In northern Iraq last week, some 300 tribal leaders, politicians, and other notables—among them both Sunnis and Shiites—gathered to call for peace with Israel. The government swiftly responded by moving to arrest all the attendees, while Iran-backed militias threatened them with violence. Hussain Abdul-Hussain sets the event against the backdrop of Saddam Hussein’s longstanding support for Palestinian terrorism, and Palestinian leaders’ support for him:
When Iraqis think of Islam, they think of their capital Baghdad, the Jewel of the Abbasid Caliphate, which was the apex of Muslim civilization when Muslims were leading the world in knowledge, science, literature, and economics. When Iraqis think of Islam, or Arab nationalism, they rarely think of Jerusalem, and hence, Palestine rarely meant much to their Muslim or Arab identity.
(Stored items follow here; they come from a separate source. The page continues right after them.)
PR #3941, opened 2023-08-29
Send checkpoints on correct interval after catching-up (DB-348)

pvanbuijtene:
Fixed: Checkpoints of filtered $all subscription not always send on correct interval.


shaan1337 (approved):
looks good :+1:

dhingrak (approved):
changes looks good

hayley-jean (approved):

PR #3947, opened 2023-09-05
Call home from the database.

YoEight:
Added: Call home database telemetry.

- First payload is sent after the server is up for 1h.
- Payloads are sent once per 24h after that.
- Notice and optout message is logged on startup:
```
Telemetry
---------
EventStoreDB collects usage data in order to improve your experience. The data is anonymous and collected by EventStore Ltd.
You can opt out of sending telemetry by setting the EVENTSTORE_TELEMETRY_OPTOUT environment variable to true.
For more information visit https://eventstore.com/telemetry
```

- Payload contents:
```json
{
  "version": "23.6.1.0",
  "tag": "oss-v23.6.0-91-g2091bb932",
  "uptime": "00:00:30.2391235",
  "cluster": {
    "leaderId": "b4950b0e-abf1-4036-961e-878812cf9b0c",
    "nodeId": "b4950b0e-abf1-4036-961e-878812cf9b0c",
    "nodeState": "Leader"
  },
  "configuration": {
    "clusterSize": 3,
    "enableAtomPubOverHttp": true,
    "enableExternalTcp": true,
    "insecure": false,
    "runProjections": "All"
  },
  "database": {
    "epochNumber": 26,
    "firstEpochId": "783e96d6-a595-4127-8d7c-03a084b21ec6",
    "activeChunkNumber": 0
  },
  "environment": {
    "coreCount": 24,
    "isContainer": false,
    "isKubernetes": false,
    "processorArchitecture": "X64",
    "totalDiskSpace": 1000186310656,
    "totalMemory": 68631052288
  },
  "gossip": {
    "b8be0b16-ddc1-4eb5-a869-9fd189b5dcf5": "ReadOnlyReplica",
    "a9d7ef4d-c63a-494c-af8e-ddfd2862aa3a": "Follower",
    "8c3dd2b6-a5bb-4b44-a4fd-07d90f2c7e16": "Follower",
    "b4950b0e-abf1-4036-961e-878812cf9b0c": "Leader"
  },
  "projections": {
    "customProjectionCount": 1,
    "standardProjectionCount": 4,
    "customProjectionRunningCount": 1,
    "standardProjectionRunningCount": 0,
    "totalCount": 5,
    "totalRunningCount": 1,
  },
  "persistentSubscriptions": {
    "count": 0
  }
}
```

### DIFF
--- a/src/EventStore.Core/Telemetry/ContainerInfo.cs
+++ b/src/EventStore.Core/Telemetry/ContainerInfo.cs
@@ -1,0 +1,29 @@
+using System;
+using System.IO;
+using EventStore.Common.Utils;
+
+namespace EventStore.Core.Telemetry; 
+
+public class ContainerInfo {
+	public static ContainerInfo Instance { get; } = Collect();
+	public bool IsContainer { get; init; }
+	public bool IsKubernetes { get; private set; }
+
+	private static ContainerInfo Collect() {
+		var info = new ContainerInfo {
+			 IsContainer = Environment.GetEnvironmentVariable("DOTNET_RUNNING_IN_CONTAINER") != null,
+		};
+
+		if (OS.OsFlavor != OsFlavor.Linux || !File.Exists("/proc/self/cgroup"))
+			return info;
+
+		try {
+			string cgroup = File.ReadAllText("/proc/self/cgroup");
+			info.IsKubernetes = cgroup.Contains("kubepods");
+		} catch (Exception) {
+			// ignored
+		}
+
+		return info;
+	}
+}
--- a/src/EventStore.Projections.Core/Services/Management/ProjectionManager.cs
+++ b/src/EventStore.Projections.Core/Services/Management/ProjectionManager.cs
@@ -1,6 +1,7 @@
 using System;
 using System.Collections.Generic;
 using System.Linq;
+using System.Text.Json.Nodes;
 using EventStore.Common.Options;
 using EventStore.Common.Utils;
 using EventStore.Core;
@@ -12,6 +13,7 @@ using EventStore.Core.Services.TimerService;
 using EventStore.Core.Services.UserManagement;
 using EventStore.Projections.Core.Messages;
 using EventStore.Core.Helpers;
+using EventStore.Core.Telemetry;
 using EventStore.Projections.Core.Services.Processing;
 using EventStore.Projections.Core.Standard;
 using EventStore.Projections.Core.Common;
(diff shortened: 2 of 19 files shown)


alexeyzimarev:
I'd like to change a couple of things:
* Change the serialiser options to use camel case
* Rename `UpTime` to `uptime`
* Report the number of custom projections separately
* Report eh number of running projections. If possible, the number of running standard and custom projections separately.

timothycoleman (approved):

src/EventStore.Projections.Core/Services/Management/ProjectionManager.cs
```diff
@@ -1304,5 +1307,40 @@ public PendingProjection(long projectionId, ProjectionManagementMessage.Command.
...
 		}
+
+		public void Handle(TelemetryMessage.Request message) {
+			var customProjectionCount = 0;
+			var customProjectionRunningCount = 0;
+			var standardProjectionCount = 0;
+			var standardProjectionRunningCount = 0;
+
+			foreach (var proj in _projections.Values) {
+				if (proj.Mode != ProjectionMode.Continuous)
```
hayley-jean, line 1318: Are we not interested in whether users are running queries or one-time projections?

YoEight: My rationals were they would be quite hard to capture live anyway because we only query the manager once day. Also, they cause to ramp up artificially the `totalCount` telemetry too.

src/EventStore.Core/Telemetry/ContainerInfo.cs
lakshdeepsingheventstore, line 1:
```
if (OS.OsFlavor != OsFlavor.Linux || !File.Exists("/proc/self/cgroup"))
			return info;

		try {
			string cgroup = File.ReadAllText("/proc/self/cgroup");
			info.IsKubernetes = cgroup.Contains("kubepods");
		} catch (Exception) {
			// ignored
		}
```
Shouldn't we consider having the try block start before the if statement, as there might be access restrictions to cgroup file, which might throw an exception?

hayley-jean (approved):

src/EventStore.Core/Telemetry/ContainerInfo.cs
timothycoleman: doing what you suggested would make it more obviously correct, but it so happens that File.Exists doesn't throw anyway and returns false if it can't figure out if a file exists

When America launched Operation Desert Storm to eject Saddam’s troops from Kuwait, the Iraqi dictator calculated that he could line up the Arabs behind him by firing scud missiles at Israel. . . . The Arabs—including radicals like Syria’s Hafez al-Assad and Libya’s Moammar Ghadaffi—never took Saddam’s side. Only Palestinians took to the streets and cheered for Saddam, shouting “Oh Saddam our love, hit Tel Aviv.” (It rhymes in Arabic).
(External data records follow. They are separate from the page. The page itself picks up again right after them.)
PR #3957, opened 2023-09-12
Ensure not override the filter when updating a persistent subscription (DB-315)

huynhhuuloc129:
Fixed: Updating a persistent subscription clears the filter


timothycoleman (commented):
thanks!

- would you mind removing the extra whitespace changes that have been introduced on those empty lines
- there is a test failing at the moment
- an extra test that check that this fix works would be fab

timothycoleman (changes requested):
thanks - i suspect something isn't quite right with the test because it passes even without the fix

huynhhuuloc129:
> thanks - i suspect something isn't quite right with the test because it passes even without the fix
thank you, I'll check it

timothycoleman (approved):
great, thanks :+1:

hayley-jean (approved):

PR #3966, opened 2023-09-25
Configure `CertificateReservedNodeCommonName` to be the node's CN by default

shaan1337:
Changed: Configure `CertificateReservedNodeCommonName` to be the node's CN by default
Changed: Make `CertificateReservedNodeCommonName` dynamically reloadable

After the invasion of Kuwait in 1990, the UN imposed an embargo on Iraq, which emptied Saddam’s coffers. Saddam still paid enormous sums to [the families of Palestinians “martyrs”] while Iraqis were suffering a famine. Inside Iraq, Palestinians and their families were Saddam’s most notorious [domestic] intelligence operatives, and enjoyed Saddam’s generosity while Iraqis lived in poverty. When America toppled Saddam, Iraqis brought down Saddam’s statues and ejected his Palestinians.
But for Iran and its proxies—which exercise enormous influence in Baghdad—the anti-Israel cause is of paramount importance. It is they, according to Abdul-Hussain, who are pushing to punish those calling for peace with Israel.